When you see or hear the thing before the hyphen, do the thing after the hyphen.

  • “Nobody ever said this would be easy.” — Four shots and then balance the budget.
  • Nancy Pelosi wearing a weird suit that looks like she stole it from a sex slave on Mars — One shot.
  • Obama points out an invited guest of the First Lady in the fancy box seats, and that guest is a Martian sex slave — One shot, and then have sex with the person in the room who looks the most like Nancy Pelosi.
  • “Haiti.” — Find a bottle of rum at the back of your liquor cabinet and donate it to the Red Cross.
  • — Fuck the nearest robot.
  • “Green energy.” — One shot of flaming absinthe.
  • “Saved or created.” — Dig a crushed beer can out of your recycling bin and drink whatever’s left in it.
  • “Bailing out the auto industry” — Drink a shot of motor oil and jump off a cliff.
  • Joe Wilson shouts something — Do nothing because it will only encourage him.
  • Wall Street/Main Street juxtaposed — Drink a shot of 20-year single malt, then drink a can of Budweiser, then go bankrupt.
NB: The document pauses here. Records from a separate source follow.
PR #1741, opened 2026-09-01
fix(web): keep streamed reasoning/text block ids stable across snapshot rows

HongChenGG:
## Problem

While a pi/codex session streams, the web UI reasoning panel re-renders from scratch on every snapshot tick (~every 250ms): the panel's open/collapse animation replays and the smooth typewriter restarts, which looks like constant flashing for the entire duration of the thinking phase.

### Root cause

The chain is:

1. CLI emits full-text snapshots for one reasoning stream every ~250ms, each under the **same stream id** but as separate message rows (`pi-…-reasoning-N` / `rs_…`).
2. The hub retires older live snapshot rows, and the web window store (`dropSupersededReasoningSnapshots`) keeps only the newest row per stream — so the timeline reducer sees a **different underlying message row on every pass**.
3. `reducerTimeline.ts` folded snapshots into a single block by stream id (good), but derived the block `id` from whichever row was first encountered: `` id: `${msg.id}:${idx}` ``.
4. So the block id — and the `threadMessageId` (`agent-reasoning:<id>`) built from it — **changed on every snapshot**. The React key changed, the whole reasoning message + collapsible group remounted, the open animation (`max-h`/`opacity` transition) replayed and the smooth streaming restarted from empty text. Every 250ms.

## Fix

When a content block carries a `streamId` (unique per stream, stable across its snapshot rows), use it as the block id; keep `` `${msg.id}:${idx}` `` as the fallback for content without a stream id. Applied to both `agent-reasoning` and `agent-text` (text has the same churn with `streamSnapshot` rows).

With a stable id, the timeline/assistant-ui pipeline updates the block in place: no remount, no animation replay, and the smooth typewriter appends only the delta — which is the desired streaming UX.

This also makes block ids more stable across history reloads: after a reload the surviving snapshot row is the newest one, so a row-derived id would differ from the id seen live, while the stream id does not change.

## Testing

- Updated the two stream-collapse tests in `reducerTimeline.test.ts` for the new id shape.
- Added a regression test: two reduce passes over different snapshot rows of the same stream produce the same block id (this mirrors the production window-retirement flow).
- Reran `bun run gen:fixtures` — only the two fixtures carrying streamed reasoning/text change (id field only).
- `cd web && vitest run` — 2860 tests pass (incl. the refreshed golden fixtures); `tsc --noEmit` clean.

## AI disclosure (per CONTRIBUTING)

Code authored with AI assistance (GLM, Z.ai) under human direction, based on a root-cause debugging session of the flashing reasoning panel.

### DIFF
--- a/android/core/protocol/src/main/kotlin/app/hapi/protocol/chat/ReducerTimeline.kt
+++ b/android/core/protocol/src/main/kotlin/app/hapi/protocol/chat/ReducerTimeline.kt
@@ -25,6 +25,14 @@ class TimelineResult(
 
 private fun getEventString(event: JsonObject, key: String): String? = asString(event[key])
 
+/**
+ * Stream identity must match the wire-level semantics in shared/src/messages.ts
+ * (blank ids are not streams): a blank value falls back to row-derived ids
+ * instead of colliding every blank-id row onto one block identity.
+ */
+private fun nonBlankStreamId(value: String?): String? =
+    value?.takeIf { it.isNotBlank() }
+
 private fun getEventNumber(event: JsonObject, key: String): Double? = asNumber(event[key])
 
 private fun getAgentRunStartedAt(event: JsonObject): Double? =
@@ -775,7 +783,7 @@ fun reduceTimeline(
                             )
                             continue
                         }
-                        val streamId = c.streamId
+                        val streamId = nonBlankStreamId(c.streamId)
                         if (streamId != null) {
                             val existing = textBlocksByStreamId[streamId]
                             if (existing != null) {
@@ -825,7 +833,7 @@ fun reduceTimeline(
                     }
 
                     is NormalizedAgentContent.Reasoning -> {
-                        val streamId = c.streamId
+                        val streamId = nonBlankStreamId(c.streamId)
                         if (streamId != null) {
                             val existing = reasoningBlocksByStreamId[streamId]
                             if (existing != null) {
--- a/android/core/protocol/src/main/kotlin/app/hapi/protocol/chat/ReducerTimeline.kt
+++ b/android/core/protocol/src/main/kotlin/app/hapi/protocol/chat/ReducerTimeline.kt
@@ -789,7 +789,11 @@ fun reduceTimeline(
                         }
 
                         val block = AgentTextBlock(
-                            id = "${msg.id}:$idx",
+                            // Stream-stable id (mirrors web/src/chat/reducerTimeline.ts):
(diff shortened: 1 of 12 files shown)


HongChenGG:
The CI failure in `ios / package-tests` was the native golden-fixture conformance suites: the Swift (HapiKit) and Kotlin (protocol) chat pipelines are ports of the web `reducerTimeline` and project the same fixtures, so they still emitted row-derived block ids for streamed reasoning/text.

Pushed ec19c6f6 to mirror the streamId-first id derivation in both ports (same fallback for content without a stream id). Local Swift/Android toolchains aren't available here, so relying on CI to confirm — the change is a strict mirror of the web-side logic.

  • “I will not raise taxes on the middle class.” — Drink an overoaked glass of chardonnay and listen to “Come Away with Me” while weeping over your most recent 401(k) statement.
  • “That’s a promise that I intend to keep.” — Punch your nearest loved one in the crotch, apologize, and do it again.
  • Obama vows to pass healthcare reform before the 2010 midterms — Drink a bottle of hydrogen peroxide.
  • “Ted Kennedy” or “Senator Kennedy’s legacy” — Chug a Guinness, don a clamshell bra and an Uncle Sam hat, and tap-dance on the grave of your choice while backwards-faxing tea bags to Martha Coakley.
  • Obama exits to “Signed, Sealed, Delivered” — Pass out on your stoop with your pants around your ankles.